(Stored data entries)
_ _ _
PR #3704, opened 2026-08-07
feat: add injected content behind cache points

opieter-aws:
## Description

This PR appends injected context behind the latest cache point, so cached prompts keep token savings with injection.

`ContextInjector` prepended its per-call text into the latest user message, ahead of the stable conversation. Since that text is regenerated every call, the cached prefix diverged at the injection site and no request ever read a cache entry back. 

The fix needs a boundary, and only the middleware that appends the temporary content knows where it belongs. A provider can't re-derive it. So producers now report a count of trailing blocks on the middleware context, and providers that place prompt-cache breakpoints keep theirs ahead of that count. Nothing is written into `content`, so the providers that reject an in-band `cachePoint` are unaffected.

Two consequences to note:
* Injected text is now appended rather than prepended 
* The count is deliberately end-relative: an absolute index goes stale when a provider's own content cleaning drops earlier blocks.

## Public API Changes

A new optional field on the invoke-model middleware context, mirrored onto `StreamOptions` so it reaches a provider. Both are exported from the TypeScript barrel, so this wants an API review.

Producers add to it:

```python
# Middleware that appends content regenerated on every call reports how many trailing
# blocks of the last user message it added.
return replace(context, messages=folded, per_call_trailing_blocks=context.per_call_trailing_blocks + 1)
```

Providers that place cache breakpoints consume it; every other provider ignores it:

```python
# BedrockModel / AnthropicModel read it from the existing **kwargs tail, so no provider
# signature changes: the reusable prefix ends where the trailing blocks begin.
kwargs.get("per_call_trailing_blocks", 0)
```

```typescript
interface InvokeModelContext {
  /** How many trailing blocks of the last user message are rebuilt on every call. */
  readonly perCallTrailingBlocks?: number
}

interface StreamOptions {
  perCallTrailingBlocks?: number
}
```

Defaults to `0`, and is omitted from the provider call entirely when zero, so an existing `stream()` implementation sees exactly the arguments it saw before. It states a fact about the content, not a caching directive: with no `cache_config` set, a non-zero count emits no breakpoint at all.

## Related Issues

N/A

## Documentation PR

N/A — no user-facing surface for the injector or agentic mode changed. The new field is a middleware-to-provider contract.

## Type of Change

Bug fix

## Testing

Verified end to end against real Bedrock (`claude-sonnet-4-5`), with a unique nonce per run so no stale cache entry could flatter the result. Billed units below are `uncached + 1.25×write + 0.10×read`; note that total token counts are near-identical whether the cache reads or thrashes, which is why the assertions target `cacheReadInputTokens` directly.

| scenario | before | after |
|---|---|---|
| Python, agentic + `cache_config` | 21,769 — 0 reads | 8,511 — reads every turn |
| TypeScript, injector active | 13,925 — 0 reads | 5,545 — reads every turn |

Also exercised the placement rules offline across both providers: multi-producer accumulation, an all-per-call message with no durable prefix, non-PDF document adjacency, and TTL propagation. Mutation-checked the wiring by breaking each producer, each consumer, and the forwarding step in turn; every one fails a test.

## Risks / Callouts

**Injected text moves from the front of the user message to the back.** Anyone relying on injected context preceding the user's own words will see the order flip. This is required for the fix — leading text invalidates the cache from the first block onward — but it is observable.

**Agentic mode starts reading cache entries where it previously wrote them.** For `context_manager="agentic"` with Bedrock `cache_config`, this is a pure win (measured above), but the per-turn cost profile changes shape from "write the whole prefix" to "read the prefix, write the tail".

**A provider that ignores the count is silently correct but unimproved.** Only Bedrock and Anthropic consume it. A third provider adding breakpoint placement later has to honor it, or it will reintroduce this bug with no test failure to warn it — the reason the offline suite asserts block *positions* rather than token totals.

## Checklist
- [ ] Any dependent changes have been merged and published — blocked on #3677 and #3571

----


strands-py/src/strands/_middleware/stages.py
```diff
@@ -39,6 +39,7 @@ class InvokeModelContext:
     invocation_state: dict[str, Any]
     model: Model
     projected_input_tokens: int | None = None
+    per_call_trailing_blocks: int = 0
```
mkmeral: trailing ephemeral blocks maybe? places where you pass these things are per-call anyway, so i'd focus a bit more on ephemerality of those blocks for the naming

strands-py/src/strands/injection/_message_injection.py
```diff
@@ -164,27 +164,29 @@ def _fold_into_last_user_message(messages: Messages, text: str) -> Messages:
...
+    content = [*target["content"], injected]
 
     folded: Message = {"role": target["role"], "content": content}
     if "metadata" in target:
         folded["metadata"] = target["metadata"]
 
     result = list(messages)
     result[target_index] = folded
-    return result
+    # A provider only places its cache point in the last message, so a fold elsewhere reports nothing.
```
mkmeral, line 191: > so a fold elsewhere reports nothing

does that mean, we'll break cache if we fold somewhere else? is that okay?

strands-py/src/strands/injection/_message_injection.py
```diff
@@ -164,27 +164,29 @@ def _fold_into_last_user_message(messages: Messages, text: str) -> Messages:
         text: The text to fold into the most recent user message.
 
     Returns:
-        A new list with the folded message, or the input list when there is no user message.
+        The folded conversation and how many trailing blocks of its last message are per-call
+        content: 1 when the fold landed on the last message, 0 otherwise (including when there is
```
mkmeral, line 168: if I call context injector multiple times, do we add it all to the last user message, meaning 1 is technically okay, we don't have to keep increasing?

strands-py/src/strands/_middleware/stages.py
opieter-aws: ephemeral is already Anthropic’s value for a cache breakpoint (`cache_control: {"type": "ephemeral"}`). Naming the field `trailing_ephemeral_blocks` would make “ephemeral” mean both “is a cache point” and “must not be cached” in the same file. 

If `per_call` is not the ephemerality naming you like, I'm open to something like `transient` or `dynamic`

strands-py/src/strands/injection/_message_injection.py
opieter-aws: Every injected context block is its own block trailing behind the last user message. So using the context injector twice for 2 different things will make the trailing_blocks count go to 2

strands-py/src/strands/injection/_message_injection.py
opieter-aws: Yes indeed. That's expected behaviour. Hand-placed cache points are honored, so a user can still set up caching manually in a different way if they want.

strands-py/src/strands/_middleware/stages.py
opieter-aws: Settled on `dynamic_trailing_blocks`, will update

mkmeral (approved):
_ _ _
● WORK TO COMPLETE
Look through the records for the string "ephemerality". Copy every line that has it.

● RESULT OF THIS TASK
mkmeral: trailing ephemeral blocks maybe? places where you pass these things are per-call anyway, so i'd focus a bit more on ephemerality of those blocks for the naming
If `per_call` is not the ephemerality naming you like, I'm open to something like `transient` or `dynamic`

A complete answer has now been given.